The smashed window at Check It. (Photo courtesy of Check It)
A community hub for LGBTQ youth in Anacostia has already reached its fundraising goal to replace a window reportedly smashed by a woman screaming about gay people.
D.C. police are investigating the incident at Check It Enterprises, which occurred shortly after 6 a.m. on Tuesday, as a suspected hate crime with an anti-gay bias, according to the police report.
Check It Enterprises is a community center on Martin Luther King Jr. Ave SE that opened in the summer of 2017, formed by a group that began as a gay street gang and turned into entrepeneurs selling clothes. The center also offers mental health services, food bank partnerships, sexual health education, and other services, and the building rents space to other groups, like the Center for Black Equity, the National Association of Returned Citizens, and Damien Ministries. Check It was the subject of a well-received eponymous documentary in 2016.

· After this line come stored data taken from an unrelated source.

PR #686, opened 2026-05-28
Add scanpy-style multi-panel `color=[...]` for render_shapes and render_labels

### LINKED ISSUE #611: Feature request: support color=["gene1","gene2"] for multi-panel and multi-channel spatial plots
# Feature request: support `color=["gene1","gene2"]` for multi-panel and multi-channel spatial plots

## Summary

All `render_*` functions accept only a single `color=` value. There is no way to generate multi-panel plots automatically from a list of columns (like `sc.pl.umap(color=["gene1","gene2"])` in scanpy), and no way to create multi-gene composite overlays (like Xenium Explorer's multi-stain panel). This is consistently the most-requested missing feature across the issue tracker.

## Environment

```
spatialdata-plot: 0.3.4.dev (main, 5cfedc7)
spatialdata: 0.5.0
Python: 3.13
```

## Evidence from Issues

- **#321**: "It would be nice for the parameter `color` to support gene list" — users expect scanpy-style `color=['gene1','gene2']` to produce one panel per gene.
- **#534**: Users need per-marker spatial panels (Xenium Explorer-style) but must write extensive boilerplate.
- **#450**: Requests per-channel-norm plots as separate panels when compositing is not possible (N≥4 channels).
- **#269**: Consequence of no multi-panel support: `ncols` parameter in `show()` has no documented use case.

## Current Workaround

Verbose boilerplate required for just 3 genes:

```python
import spatialdata as sd
import spatialdata_plot

sdata = sd.datasets.blobs()
genes = ["feature_0", "feature_1", "feature_2"]

fig, axes = plt.subplots(1, len(genes), figsize=(15, 5))
for ax, gene in zip(axes, genes):
    sdata.pl.render_shapes("blobs_circles", color=gene).pl.show(ax=ax)
    ax.set_title(gene)
plt.tight_layout()
```

## Desired API

Consistent with scanpy's `color=` list convention:

```python
import spatialdata as sd
import spatialdata_plot

sdata = sd.datasets.blobs()

# Multi-panel: one subplot per gene
sdata.pl.render_shapes("blobs_circles", color=["feature_0", "feature_1", "feature_2"]).pl.show(ncols=3)

# Multi-channel composite: overlay two annotation columns
sdata.pl.render_labels("blobs_labels", color=["cat1", "cat2"]).pl.show()
```

## Proposed Behavior

- `color=["gene1","gene2"]` auto-creates a subplot grid (respecting `ncols=`) with one panel per gene, matching `sc.pl.umap(color=[...])` behavior.
- `ncols` in `show()` controls how many panels fit per row.
- Each panel shares the same spatial extent and coordinate system.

Ron Moten, a mentor for Check It and a community activist, says a neighbor heard a woman in front of the building early Tuesday morning screaming about gay people. (The police report does not mention the suspect shouting anti-gay language.) He says she tried to throw a brick through the door, which shattered but did not break, before successfully throwing it through the building’s 8-foot double pane glass window.
“By the time a neighbor came outside, she had already busted the window,” says Moten, who lives nearby. Alerted to the situation, he tried to chase her but she turned a corner, he says.
While Check It has security cameras inside, condensation on the windows obscured their view of the perpetrator. Moten says he’s working on getting the footage from We Act Radio’s security cameras, which are outside. He adds that witnesses indicated that the suspect appeared to be on drugs.
Does the incident have the youths who come to the Check It community center concerned about their safety? No more than usual, says Moten. “They’re always concerned about their safety.”
“The sad thing about this is that it is becoming regular in our community,” says Moten, listing a window busted at a nearby carry-out about three weeks ago and the burglary at We Act Radio last summer as some examples.
“The community has been very supportive, but you always worry about stuff like this. It’s almost the initiation price you pay to do business,” says Moten. “You can’t call the insurance company because your deductible is higher than the amount to fix it.”
That’s why Moten launched a GoFundMe page to finance replacing the windows, which has already surpassed its $2,500 goal by hundreds of dollars. The surplus will go toward programming.
He says that the successful fundraiser “means that good will always conquer evil. Don’t let the bad things stop you from doing good.”